Tailoring Schools






This is an ongoing project which we are delighted to support. Thank you to everybody who has supported these women by buying sewing machines.
2020
Two tailoring centres were opened in 2020 but unfortunately the pandemic led to the closure of one of them. However, 22 tailoring students have made excellent progress throughout the year and learnt the skill of tailoring quickly and proficiently.
The tailoring students have also joined an ‘Entrepreneurship Scheme’, enabling them to buy materials from Bombay through an agency, make garments and other items and then send back the finished products to the agency.
So far the 22 women have each made 2500 Covid masks and sold them for 3 Rupees, earning 7500 Rupees for one week’s work. When you contrast this week’s earnings with that of the alternative of extremely hard physical work i.e. labouring in the fields for 200 Rs per day, it serves as another example of just how worthwhile and liberating the Tailoring Project is.
2015
Fr Francis took us to two villages where we have provided sewing machines for their tailoring centres. Up until recently, the large treadle sewing machines and fabric store took up half of each tailoring teacher’s home – typically one room. Without sacrificing this amount of space the tailoring school could not have started. Now, thanks to some funding we received from a Charitable Trust in 2014, both villages now have their own new building that can double up as a meeting hall and tailoring centre for the women’s groups and a tuition centre for the children. Children meet after school for two hours every day for extra lessons, and pre-school children come for their first experience of education. We went to both these new buildings and met with the local women.
Later this year we were taken to 3 villages to meet the 31 students who had all completed their 8 month tailoring apprenticeship. The girls were handed out certificates and sewing machines and needless to say they were all extremely pleased to receive these. The Tailoring Scheme has been a great success and all these students who have completed their apprenticeship now have the opportunity to work from home and create another source of income as well as their field work.

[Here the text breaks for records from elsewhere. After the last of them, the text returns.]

PR #463, opened 2026-06-25
nfs: add option to keep running on unschedulable nodes

WanzenBug:
We had users that first try to cordon their set of "old" nodes before starting the migration. These users then had the issue that all their NFS exports stopped because the volumes remained on all the unschedulable nodes.

For these users, we want to enable them to keep running the NFS export even on these nodes.

Also fixes an issue where the start-stop-reactor.service could crash without the container getting notified.

### DIFF
--- a/cmd/nfs-helper/start-stop-reactor.go
+++ b/cmd/nfs-helper/start-stop-reactor.go
@@ -15,6 +15,7 @@ import (
 	"k8s.io/apimachinery/pkg/fields"
 	coreinformers "k8s.io/client-go/informers/core/v1"
 	"k8s.io/client-go/tools/cache"
+	"k8s.io/utils/env"
 
 	"github.com/piraeusdatastore/linstor-csi/pkg/utils"
 )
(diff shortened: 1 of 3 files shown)


cmd/nfs-helper/start-stop-reactor.go
```diff
@@ -40,12 +41,20 @@ func startStopReactor(ctx context.Context, _ []string) error {
 		options.FieldSelector = fields.OneTermEqualSelector("metadata.name", os.Getenv("NODE_NAME")).String()
 	})
 
+	tolerateUnschedulable := false
+	if v, ok := os.LookupEnv("LINSTOR_CSI_TOLERATE_UNSCHEDULABLE"); ok {
+		tolerateUnschedulable, err = strconv.ParseBool(v)
+		if err != nil {
+			return fmt.Errorf("failed to parse LINSTOR_CSI_TOLERATE_UNSCHEDULABLE='%s' as bool: %w", v, err)
+		}
+	}
```
rck: that has the old question of how one wants to deal with such shell variables. is just setting them already enough? to somehing? to a boolean value? how does that boolean value look like (the string in the given language, "framework", 0/1, "",...). What you have is fine if this is the idiomatic way to deal with this in k8s. is there a helper? is it worth having such a `env2bool` helper in this project?

rck (commented):
LGTM, having a project wide "helper" for handling "boolean" shell variables might be worth it if k8s/csi does not already provide it.

cmd/nfs-helper/start-stop-reactor.go
WanzenBug: Thanks, reused `k8s.io/utils/env` now :smile:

We learnt that already the students have started to make school clothes, actually for no payment at this stage as they want to gain some hands-on experience before charging for their work.
2013
A new tailoring centre for 8 Dalit teenage girls opened in the village of Ramathnal. Learning the skill of tailoring will lead to greater financial independence for each of the girls, as at the moment the only work they have have is seasonal 'coolie' (labouring) work that is poorly paid and extremely tough, physically and emotionally as they are treated very badly by their landlords.
The tailoring apprenticeship will take 6 months to complete; once completed each girl will pay whatever she can afford towards a new sewing machine so that she can work from home; the rest of the cost will be paid by Supporting Dalit Children.
2011
In one village called Rajalli, Father Eric wants to help by providing Singer sewing machines that will be loaned on an initial basis for 6 months, with the understanding that the women jointly pay for a seamstress to teach them and provide a room in which they can work. A seamstress will cost 100 rupees per month - an affordable sum divided by 15 or so women. This partnership is all part of Father Eric’s ethos of not giving as such, but rather supporting ventures that make sense and can bring in supplementary income to the family. Surprisingly, a new Singer pedal machine costs Rs 4000 which is about £55, but we liked this idea very much as it will help the women especially. Every month Father Eric will visit Rajalli to see their progress. I sat with these women and listened to their stories of hardship. It was heart-breaking to listen to their fears due to lack of work available to them and their pathetic wages. They are only needed as ‘coolie’ workers for four months a year and earn a meagre 50 rupees a day. This money must last them throughout the months when they have no work, and on top of these hardships, their husbands also beat them. At least for the women of Rajalli, there is hope that the sewing machines will bring more money into each household.